The author surprises me with a substantive discourse on how money has caused people to collaborate less–it makes them more independent of one another and displaces the social value of collaboration.

I am fascinated by the author's focus on surprise as a litmus test for the extent to which we are open.

He emphasizes that hypotheses should be confirmed by trying to REFUTE the hypothesis rather than by searching for additional supporting evidence. Having the hypothesis is enough. If it cannot be refutes, THAT is worth much more than a documented but not seriously challenged hypothesis.

QUOTE (117): The tendency to see patterns in randomness is overwhelming.

This in the context of the anchoring effect, and the stark strong impact of preconceived notions that shape perception of inclusive into conclusive, contradictory into confirming.

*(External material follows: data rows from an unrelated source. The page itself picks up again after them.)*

PR #1279, opened 2020-01-22
PEP 611: relax hard limits and make 1 million a soft limit. Include recursion depth in limits.

markshannon:
Also remove comment about Jython, as it is incorrect.

### DIFF
--- a/pep-0611.rst
+++ b/pep-0611.rst
@@ -10,7 +10,8 @@ Post-History:
 
 Abstract
 ========
-This PR proposes a limit of one million (1 000 000) for various aspects of Python code and its implementation.
+This PR proposes a soft limit of one million (1 000 000), and a larger hard limit
+for various aspects of Python code and its implementation.
 
 The Python language does not specify limits for many of its features.
 Not having any limit to these values seems to enhance programmer freedom,
@@ -19,6 +20,8 @@ machines have implicit limits or are forced to assume that the limits are
 astronomical, which is expensive.
 
 This PR lists a number of features which are to have a limit of one million.
+
+For CPython the hard limit will be eight million (8 000 000).
 
 Motivation
 ==========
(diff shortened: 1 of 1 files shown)


pep-0611.rst
```diff
@@ -190,32 +206,49 @@ It is anticipated that CPython will enforce the limits as follows:
...
+ 3.9            16 million
+ 3.10 onward    8 million
 =============  ===============
 
 Given the rarity of code generators that would exceed the one million limits,
 and the environments in which they are typically used, it seems reasonable
 to start issuing warnings in 3.9 if any limited quantity exceeds one million.
 
+Historically the recursion limit has been set at 1000. To avoid breaking code that implicitly relies on the value being small,
+the soft recursion limit will be increased gradually, as follows:
```
gvanrossum: How do you plan to implement this?

markshannon: The Python call stack resides on the heap. Changing the interpreter to handle Python calls without consuming C stack is a reasonably straightforward transformation.

As an aside, separating the protection from runaway recursion and C-stack overflow protection would be a good idea regardless.

gvanrossum: I would be happy to support this *after* a working implementation for CPython has been provided as a PR. Until then I am skeptical. In particular, the C API concerns me.

markshannon: Skeptical of what, exactly?
It is hard for me to address your concerns if I don't know what they are.

gvanrossum:
@markshannon 
> Skeptical of what, exactly?
> It is hard for me to address your concerns if I don't know what they are.

Sorry, I should have been clearer. The current CPython implementation takes up a C stack entry for every function call. It's easy enough to modify the interpreter loop to change CALL opcodes to not consume C stack space. It's a little trickier however in the case where the called function is written in C.

Suppose we write `d[k]` where `d` is a dict. This calls `PyDict_GetItem()` which is implemented in C (I don't suppose you want to change that). Now suppose `d` contains key values that have `__hash__` and `__eq__` implementations written in Python. So `PyDict_GetItem()` is likely to call back into Python code, but now there's a C stack frame interleaved with the Python stack. So it's quite possible that such calls will consume C stack frames. Are you going to implement a different limit for this situation? Trying to get rid of it somehow? (I have no idea how to do this, or I'd done it 30 years ago.)

Even if you manage to fix this for internal C API calls that may call back into Python, the same situation can occur with 3rd party extensions, and we'll have to keep a limit on the C stack to avoid segfaults due to C stack overflows. IIUC it's not easy to increase C stack size sufficiently (especially not for threads).

I would be happy to hear that you've found solutions or answers for all these cases, but so far I haven't seen them.

markshannon:
Yes, tracking the size of the C stack would be necessary as well. 
There are APIs for tracking stack sizes and layout, both for posix and windows. Plus there is the portable (if less robust) variant of just taking the address of a local variable and comparing it to a limit pointer. It shouldn't be a problem to implement this in a fashion that is at least as robust as what we currently have.

My thinking is that a call to `PyDict_GetItem()`  would not count towards the recursion limit, but rely on the C stack overflow check to prevent any crashes.

I'll update the PR to state that.

PR #2135, opened 2021-11-07
PEP 636: repeated patterns as enums

jsaponara:
In the previous section we are omitting a repeated pattern for brevity, so here is the perfect place to point out that commonly used patterns may be expressed most compactly as enums.  This is a technique that is not obvious from any other part of the tutorial.

I don't see any natural place to add it to the appendix, and would suggest leaving that unmodified.


jsaponara:
The needed tokenization really makes the change much less compelling.  What was I smoking?!?

PR #2138, opened 2021-11-08
PEP 3119: re: sets, "subclass/superclass" should be "subset/superset"

joseville1001:
re: sets, "subclass/superclass" should be "subset/superset" when referring to the inequality operations on sets.


gvanrossum (approved):
Thanks for your keen eye!

PR #2146, opened 2021-11-15
PEP 648: repeated word

DimitriPapadopoulos:


JelleZijlstra:
This one seems incorrect, it's saying the file is checked into version control in the reference implementation.

PR #2152, opened 2021-11-16
PEP 8103: Update with nomination results and initial Voter Roll

ewdurbin:


Yhg1s:
This isn't the final voter roll yet, correct? People still have a chance to realise they haven't indicated they are still active before we finalise the list and send out ballots? (If this is the final list, we should give MAL or someone else a chance to ping inactive core devs first.)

The discussion of risk, for an intelligence professional, is very very interesting. The author focuses on how critical it is to actually have a measure of risk–to know with some precision what you are defining as risk, why.

I am blown away by a discussion that makes it clear that praise or punishment are generally irrelevant for professionals. They tend to do the best they can, and the odds are such that praise or punishment have no effect but appear to have effect because they zig zag along a mean. “It is what it is.” I connect this with the National Football League, and how calm most team players are when they miss a catch or a block. “It is what it is.”

I'm not sure this is the book I would want for advanced intelligence courses, but I really like chapter 19 on the illusion of understanding and chapter 20 on the illusion of validity. Even if our political officials are corrupt, we intelligence professionals should at least strive to get it right.

The author is a believer in algorithms over experts. I have mixed feelings about that. Certainly I agree that most experts are wrong and much narrower in their understanding than common competence requires, but I am also very skeptical of algorithms, witness Google's math hacks against digital garbage. As a believer in collective human intelligence (citizen wisdom councils, etcetera), I accept the importance of taking algorithms as far as they can go, but algorithms are no better than the humans who constructed them and the data known to the humans at that time.

I give the author great credit for providing a superb overview across the book of stars in this field. This is not a selfish or self-centered book–it appears to do full justice to all others.

Great thoughts in this book:

01 Capitalists–both inventors and entrepreneurs–overestimate their success rate by two times.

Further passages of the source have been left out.